Sensitivity analyses were planned to determine if treatment effects on recurrent symptomatic bacterial UTI rates differed in studies based on a number of variables. Removal of studies that were open label or that had unclear allocation concealment did not change the effect of probiotics on recurrent symptomatic bacterial UTI however only few studies had unclear allocation concealment (Baerheim 1994; Ferrara 2009; Kontiokari 2001) or were open label (Ferrara 2009; Kontiokari 2001) and it was felt that sensitivity analyses would not be informative and maybe misleading.

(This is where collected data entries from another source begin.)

PR #644, opened 2025-03-27
fix remote argument to nixpkgs_git_repository

NilsIrl:
remote argument was previously unused


malt3 (approved):
Thank you for this PR! It looks good to me.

Sensitivity analysis was also conducted for symptomatic bacterial UTI involving Czaja 2007, NAPRUTI Study II 2006 and Stapleton 2011 as these three studies suggested that not all randomised patients were included in the UTI analysis; hence we wanted to see the impact of imputing data for a worst case scenario. In this analysis all missing patients in one group were assumed to have had UTI, and those missing from the other group were assumed to not have had UTI. For the comparison of probiotics versus placebo, the effect did not change using a worst case scenario for probiotics (Analysis 1.2: RR 0.94, 95% CI 0.63 to 1.39; I² = 49%). For the comparison of probiotics versus antibiotics, a worst case scenario for antibiotics of the NAPRUTI Study II 2006 now demonstrated that fewer probiotic patients experienced a recurrent symptomatic bacterial UTI versus antibiotics (25 antibiotic patients, Analysis 2.3; RR 0.83, 95% CI 0.74 to 0.94). When the worst case scenario analysis for probiotics was conducted, more probiotic patients had recurrent symptomatic bacterial UTI (5 probiotic patients, Analysis 2.2; RR 1.19, 95% CI 1.01 to 1.40).